Любимый урок — безусловно, математика. Ясный мир и очень увлекательный. Нелюбимый урок – труд, я человек безрукий и воюющий со всеми предметами. Воевала со швейной машинкой, не могла с ней справиться. Потом, на УПК — с печатной. Готовить нравилось, а швейная машинка до сих пор кажется орудием пытки. И завидовала мальчикам, мне казалось, у них труд гораздо интереснее (ну это правда ведь, так все думают; просто сейчас у них нет таких “трудов”, а жаль).
Вспомните самую жуткую страшилку из вашего детства.
Cамая жуткая страшилка была про черного альпиниста, ее рассказывали в походе, и была еще одна история про лыжный поход. Сейчас понимаю, она была очень похожа на «перевал Дятлова». Она была еще страшнее, потому что заканчивалась совсем непонятно: найденным фотоаппаратом, где последней была фотография людей со спальником, на котором было написано: «За нами идет смерть». И эти люди пропали неизвестно куда. Самые страшные страшилки это те, в которых ужас так и не появился, мы не знаем, что произошло с этими лыжниками. Самое страшное, что я прочитала во взрослой жизни – это эпизод с красной маминой кофтой из романа Шамиля Идиатулина «Убыр». Когда любая злая сила появляется в кадре, расчехляется — не так страшно. Самые страшные вещи часто бывают самыми обыкновенными.
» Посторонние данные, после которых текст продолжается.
PR #3178, opened 2025-08-15
source-pendo: delay event & event aggregates incremental tasks

Alex-Bair:
**Description:**

I noted in 6d90c5f that there are delays between when events occur & when they are available via the Pendo API. I previously assumed events appear sequentially & we don't need to be worried about the API being eventually consistent. Well, we've found evidence that the Pendo API is eventually consistent with its events related endpoints and need to handle it.

This PR limits how recent the data the events & event aggregates incremental tasks capture; if data is beyond the eventual consistency horizon defined by `API_EVENTS_LAG`, then it doesn't get returned by the Pendo API & the connector doesn't see or capture it.

I reduced the `API_EVENTS_LAG` from 12 hours to 8 hours as well. 12 hours was too conservative, but it didn't have an ongoing impact since it was only used to shift the cutoff between backfill & incremental tasks. I previously observed events showing up between 4-6 hours late and my most recent investigation aligns with that, so a lag of 8 hours seems sufficient.

**Workflow steps:**

**Notes for reviewers:**

Tested via API calls & on a local stack. Confirmed:
- The Pendo API does not return events / event aggregates beyond `upper_bound` when it's specified.
- The events & event aggregate streams capture the missing data when retreading earlier date ranges.
  - This tells me that the incremental & backfill strategies are fine - the missing data is due to eventual consistency challenges, not that the capturing strategy is flawed.
- The event & event aggregate streams do not capture data more recent than the `horizon`.

- - -
This change is [Reviewable](https://reviewable.io/reviews/estuary/connectors/3178)

### DIFF
--- a/source-pendo/source_pendo/api.py
+++ b/source-pendo/source_pendo/api.py
@@ -1,6 +1,6 @@
 from datetime import datetime, timedelta, UTC
 from logging import Logger
-from typing import AsyncGenerator
+from typing import Any, AsyncGenerator
 import pendulum
 from pydantic import TypeAdapter
 from estuary_cdk.capture.common import BaseDocument, LogCursor, PageCursor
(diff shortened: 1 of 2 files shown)


source-pendo/source_pendo/api.py
```diff
@@ -52,6 +57,8 @@ def generate_events_body(
         filter_condition = f"guideTimestamp == {lower_bound} && {identifying_field} >= \"{last_seen_id}\""
     else:
         filter_condition = f"guideTimestamp >= {lower_bound}"
+        if upper_bound:
+            filter_condition += f" && guideTimestamp <= {upper_bound}"
```
Alex-Bair, line 61: Although we do specify the `upper_bound` `timeSeries.last` field, that alone does not ensure the response does not contain data later than `upper_bound`. A relevant example in Pendo's [docs](https://engageapi.pendo.io/#3f910cb9-e159-4ddf-a40f-75956b647d06) say:
>With a period of hourRange and epoch timestamps of 1693540800000 (September 1st, 2023 12:00:00 AM ET) and 1693932275771 (September 5th, 2023 12:44:35 PM ET), this will returns all events from midnight of September 1st to 12:59:59 PM ET of September 5th (i.e. the end of the 12PM hour).

This extra filter condition is required to ensure Pendo doesn't send back data generated after `upper_bound`.

JustinASmith (approved):
LGTM

PR #3186, opened 2025-08-18
source-pendo: refactor & use IncrementalJSONProcessor

Alex-Bair:
**Description:**

`source-pendo` was the first native connector I built, and it doesn't follow a lot of the more standard conventions more recently built connectors follow. It also occasionally has OOM failures when backfilling the various event & event aggregates bindings.

This PR's scope includes:
- Refactoring `source-pendo` to bring it more in line with the conventions followed by other native connectors & to make maintaining the connector easier.
  - The refactors are all in the first three commits. No functional changes were made in these commits.
- Using the `IncrementalJSONProcessor` to reduce memory usage & avoid OOMs.

I'd recommend reviewing commit-by-commit. It looks like there's a lot of changes, but most of it is re-organization of the existing code. The only functional change is the switch to use the `IncrementalJSONProcessor`.

**Workflow steps:**

**Notes for reviewers:**

Tested on a local stack. Confirmed all streams still work as they did before, and that the connector no longer OOMs when backfilling multiple streams (memory usage hovered around ~12% during the backfills).

- - -
This change is [Reviewable](https://reviewable.io/reviews/estuary/connectors/3186)

### DIFF
--- a/source-pendo/source_pendo/api.py
+++ b/source-pendo/source_pendo/api.py
@@ -280,30 +280,21 @@ async def snapshot_metadata(
     yield metadata
 
 
-async def fetch_events(
-        http: HTTPSession,
-        entity: str,
-        model: type[Event],
-        identifying_field: str,
-        log: Logger,
-        log_cursor: LogCursor,
-) -> AsyncGenerator[Event | LogCursor, None]:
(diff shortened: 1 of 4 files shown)


JustinASmith (approved):
LGTM!

PR #3190, opened 2025-08-18
source-mysql: Throughput optimization, take two

willdonnelly:
**Description:**

This is attempt number two at merging the MySQL throughput optimization fixes. It's identical to the original PR (https://github.com/estuary/connectors/pull/3102) which had to be reverted, except for the final commit which adds a default transcoder to be used when none of the explicit cases are matched. This should precisely reproduce the original fallthrough behavior when none of the explicit cases in the field value translation function matched, and I've added logging so that we'll be able to grep prod task logs after a week or so and see what cases are missing.

- - -
This change is [Reviewable](https://reviewable.io/reviews/estuary/connectors/3190)


williamhbaker (approved):
LGTM

PR #3198, opened 2025-08-20
source-sqlserver: Fix watermark fencing

willdonnelly:
**Description:**

Apparently the throughput optimization PR broke watermark fences about a month ago, but it took a while to notice because:
1. Very few people are still using watermark fences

Самое любимое лакомство в детстве.
Я очень любила все сладкое, и до сих пор люблю. Я не могу назвать что-то самое вкусное; мне нравилось всё. Хотя леденцы были вкуснее шоколадных конфет, точно. Но вообще я очень люблю есть. Все.
Лучшая детская игра всех времен и народов.
Мафия и Казаки-разбойники, не могу сказать, что лучше. Сейчас с Казаками-разбойниками плохо, детям по дворам уже не побегать. А Мафия пришлась на мой подростковый возраст, и я до сих пор очень люблю играть. Я вообще люблю разные игры.
Если бы у вас была возможность написать письмо самой себе в детство, какой совет вы бы себе дали?
Единственный совет — ничего не бойся. Многие вещи, которых я боялась, оказались совсем не страшными. Например, подойти к людям поговорить. Зайти в дверь и ясно (хотя бы внятно) сказать что-то; поговорить с регистратором в поликлинике, или — самый ужас, вы его знаете — когда очередь уже подошла, а мамы нет. Мне часто было страшно пойти на контакт с незнакомым человеком, и со знакомыми, кстати, тоже. И до сих пор это со мной. Я над собой, кстати, работаю довольно успешно — вот даже прямо сейчас.